Replace all the weather conditions in the `DataFrame` with the aggregated ones

In [None]:
weather_measurements_aggregated_df = not_null_weather_measurements_df.replace(weather_conditions_dict)

Remove all samples that contain other conditions

In [None]:
WEATHER_CONDITIONS = set(weather_conditions_dict.values())

weather_measurements_aggregated_df = weather_measurements_aggregated_df \
    .filter(weather_measurements_aggregated_df[WEATHER_CONDITION_COL].isin(WEATHER_CONDITIONS))

In [None]:
# Get all unique value from weather_measurements_aggregated_df in column weather_condition
weather_conditions = weather_measurements_aggregated_df \
    .select(col(WEATHER_CONDITION_COL)).distinct() \
    .toPandas()[WEATHER_CONDITION_COL].to_numpy().reshape(-1)
    
print(weather_conditions)

### Undersampling

In [None]:
def count_weather_condition_occurrences(dataframe: DataFrame, class_name: str) -> int:
    return dataframe.filter(dataframe[WEATHER_CONDITION_COL] == class_name).count()

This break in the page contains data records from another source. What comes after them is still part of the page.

PR #14269, opened 2022-03-30
track rpc method usage

### LINKED ISSUE #7329: Add metrics for provider
As we publish a new version of our provider, we need a rough understanding of which API features are being used, by which websites. This includes:

```
ethereum.send
ethereum.sendAsync
eth_signTypedData
ethereum.enable
ethereum._metamask.isApproved
ethereum._metamask.isUnlocked
ethereum.selectedAddress
ethereum.networkVersion
ethereum.chainId
```

No deprecation will happen without generous warning!

### LINKED ISSUE #13582: Add metric event tracking for RPC methods called

brad-decker:
## Explanation
This adds a new RPC method middleware that tracks the inpage provider usage. This will happen once every ten seconds *per method* unless the method is one of those that are special cased because they display prompts to the user. Note that tracking the adding/switching networks is handled in its RPC method handler. Note also that all transactions are already tracked in the transaction controller.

def get_undersampling_fracs(dataframe: DataFrame) -> Dict[str, float]:
    rainy_cnt = count_weather_condition_occurrences(dataframe, 'rainy')
    snowy_cnt = count_weather_condition_occurrences(dataframe, 'snowy')
    sunny_cnt = count_weather_condition_occurrences(dataframe, 'sunny')
    foggy_cnt = count_weather_condition_occurrences(dataframe, 'foggy')
    cloudy_cnt = count_weather_condition_occurrences(dataframe, 'cloudy')
    thunderstorm_cnt = count_weather_condition_occurrences(dataframe, 'thunderstorm')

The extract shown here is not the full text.